Rot-Grüne Wahrheitsverdrehung beim Albaniplatz

CDU-Fraktionschef Feuerstein weist auf alle gegenläufigen Expertenmeinungen aus der Stadtgesellschaft hin

SPD und Grüne im Rat der Stadt Göttingen nehmen einen erneuten Anlauf zur Verteidigung der mittlerweile durch eine breite Öffentlichkeit abgelehnte Maßnahme eines autofreien Albaniplatzes. Der CDU wird dabei vorgeworfen, die Menschen zu verunsichern. „Ganz im Gegenteil“, so Fraktionschef Feuerstein. „Wir zeigen den Menschen, dass noch rationale politische Kräfte im Rathaus sitzen.“ Dass dieser Weg der richtige sei, zeige auch die breite Unterstützung aus der Stadtgesellschaft, wie von ProCity, dem Handelsverband, der IHK, den Göttinger Händelfestspielen oder sogar dem SPD-Landrat Bernhard Reuter – auch die GWG dürfte wahrscheinlich nicht erfreut sein, die wohl einzige Stadthalle Deutschlands ohne Parkplätze betreiben zu müssen.

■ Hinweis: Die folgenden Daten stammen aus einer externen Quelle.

PR #1781, opened 2023-01-03
Adds Requirements met column (via traffic light)

lamawmouk:
This PR adds a traffic light column to the credentialing table (ID Check tab). It adds header cell which contains the header Requirement met. It also adds the data cells which are highlighted in amber (the color is default now but will change based on whether the requirement is met or not).

### DIFF
--- a/physionet-django/console/static/console/css/console.css
+++ b/physionet-django/console/static/console/css/console.css
@@ -1,7 +1,25 @@
 /* Based on sb-admin.css from start-bootstrap */
 
-.application-ok {
-  background: orange;
+.traffic-circle {
+  border: rgb(99, 99, 99) solid 1px;
+  width: 19px;
+  height: 19px;
+  border-radius: 10px;
+  display: block;
+  margin-left: auto;
+  margin-right: auto
+}
+
+.traffic-red {
+  background: rgb(204, 50, 50);
+}
+
+.traffic-orange {
+  background: rgb(231,180,22);
+}
+
+.traffic-green {
+  background: rgb(45, 201, 55);
 }
 
 h1 {
--- a/physionet-django/console/static/console/css/console.css
+++ b/physionet-django/console/static/console/css/console.css
@@ -1,5 +1,9 @@
 /* Based on sb-admin.css from start-bootstrap */
 
+.application-ok {
+  background: orange;
+}
+
 h1 {
   margin-top: 10px;
   font-size: 36px;
--- a/physionet-django/console/templates/console/credential_processing.html
+++ b/physionet-django/console/templates/console/credential_processing.html
@@ -57,7 +57,7 @@
                 <td>{{ user.email }}</td>
                 <td>{{ application.reference_email }}</td>
                 <td>{{ application.application_datetime|date }}</td>
-                <td><i class="traffic-circle traffic-{{application.get_traffic_status}}"></i></td>
+                <td><i class="traffic-circle traffic-{{ application.get_traffic_status }}"></i></td>
                 <td>
                   <form action="{% url 'process_credential_application' application.slug %}">
                     <input class="btn btn-success" type="submit" value="Process"/>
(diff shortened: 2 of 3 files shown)


physionet-django/console/static/console/css/console.css
```diff
@@ -1,5 +1,9 @@
 /* Based on sb-admin.css from start-bootstrap */
 
+.application-ok {
```
tompollard: I think using "traffic" in the style name might be clearer. Instead of filling a cell with color, you could render a circle (this makes the lights easier to reuse elsewhere too).

```css
.traffic-circle {
  display: inline-block;
  border: rgb(99, 99, 99) solid 1px;
  width: 19px;
  height: 19px;
  border-radius: 10px; /* half of width + borders */ 
}

.traffic-red {
  background: rgb(204, 50, 50);
}

.traffic-orange {
  background: rgb(231,180,22);
}

.traffic-green {
  background: rgb(45, 201, 55);
}
```

physionet-django/console/templates/console/credential_processing.html
```diff
@@ -44,6 +44,7 @@
                 <th onclick="sortTable(2,'personalt')">Email <i class="fas fa-sort" id="icon_2_personalt"></i></th>
                 <th onclick="sortTable(3,'personalt')">Reference Email <i class="fas fa-sort" id="icon_3_personalt"></i></th>
                 <th class="table-elapsed" onclick="sortTable(4,'personalt')">Application <i class="fas fa-sort" id="icon_4_personalt"></i></th>
+                <th>Requirements met</th>
```
tompollard: Maybe just "Status" for brevity?

physionet-django/console/templates/console/credential_processing.html
```diff
@@ -56,6 +57,7 @@
                 <td>{{ user.email }}</td>
                 <td>{{ application.reference_email }}</td>
                 <td>{{ application.application_datetime|date }}</td>
+                <td class="{{application.get_trafficlight_status}}">{{""}}</td>
```
tompollard: Here you can render the colored circle with:

```
<td><i class="traffic-circle traffic-{{ application.get_traffic_status }}"></i></td>
```

physionet-django/user/models.py
```diff
@@ -793,6 +793,9 @@ class CredentialApplication(models.Model):
 
     class Meta:
         default_permissions = ('change',)
+    
+    def get_trafficlight_status(self):
```
tompollard: Perhaps shorten the name, and return the color?

```
    def get_traffic_status(self):
        return 'orange'
```

tompollard (commented):
Thanks @lamawmouk, I like the approach. I've added a few suggestions inline.

physionet-django/console/templates/console/credential_processing.html
lamawmouk: Agree!

physionet-django/console/static/console/css/console.css
lamawmouk: I've added the centering to the circle to lie in the middle of the cell container.

physionet-django/console/templates/console/credential_processing.html
```diff
@@ -57,7 +57,7 @@
                 <td>{{ user.email }}</td>
                 <td>{{ application.reference_email }}</td>
                 <td>{{ application.application_datetime|date }}</td>
-                <td class="{{application.get_trafficlight_status}}">{{""}}</td>
+                <td><i class="traffic-circle traffic-{{application.get_traffic_status}}"></i></td>
```
tompollard: Nitpick, but please could you add the space on either side of the variable name? `{{ application.get_traffic_status }}`. See: https://docs.djangoproject.com/en/4.1/topics/templates/#variables

tompollard:
Thanks Lama!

Ferner wird der CDU vorgeworfen, unsachlich in Fragen der Finanzierung zu argumentieren. „Das Projekt soll Stand jetzt 3,4 Millionen Euro kosten. 500.000 € sind für die Wiederherstellung des direkten Stadthallenumfeldes auf der Ost- und Nordseite, zum Beispiel für die Zu- und Abfahrt der Logistiker bereits im Haushalt eingestellt. Alles, was darüber hinaus ausgegeben werden soll, wird an anderer Stelle im Haushalt fehlen“, so Feuerstein. „Egal, ob die Finanzierung in Einzelschritten oder als Gesamtpaket erfolgen würde – das Geld kann nicht einfach zusätzlich zu allem anderen ausgegeben werden, sondern es muss priorisiert werden. Dabei werden auch andere Projekte hinten herunterfallen. Das Geld wächst nicht auf Bäumen, SPD und Grüne haben schlicht Maß und Mitte verloren.“

Neue Parkmöglichkeiten, wie SPD und Grüne sie wollen, hat die CDU bereits 2018 und 2019 gefordert. Grund der Ablehnung der Anträge damals waren die vorhandenen Parkplätze am Albaniplatz, denen auch eine Tiefgarage folgen sollte (sic!). „Dass sich SPD und Grüne sich nicht mehr an ihre eigenen Beschlüsse erinnern können, wundert mich doch stark. Wir wollten, dass die Verwaltung neue Parkflächen am Rand der Innenstadt prüft – Rot-Grün lehnte das ab. Jetzt soll mit genau dem gleichen Vorschlag der Albaniplatz autofrei werden.“

„SPD und Grüne verdrehen in vielerlei Hinsicht die Realität und das ist in einer sowieso schon gesellschaftlich herausfordernden Situation mehr als gefährlich. Luxusinvestitionen müssen in dieser Zeit hintenanstehen. Rot-Grün verhält sich angesichts der offensichtlichen Faktenlage so, als würde man einem kleinen Kind sein Weihnachtsgeschenk aus der Hand nehmen wollen“, so Feuerstein.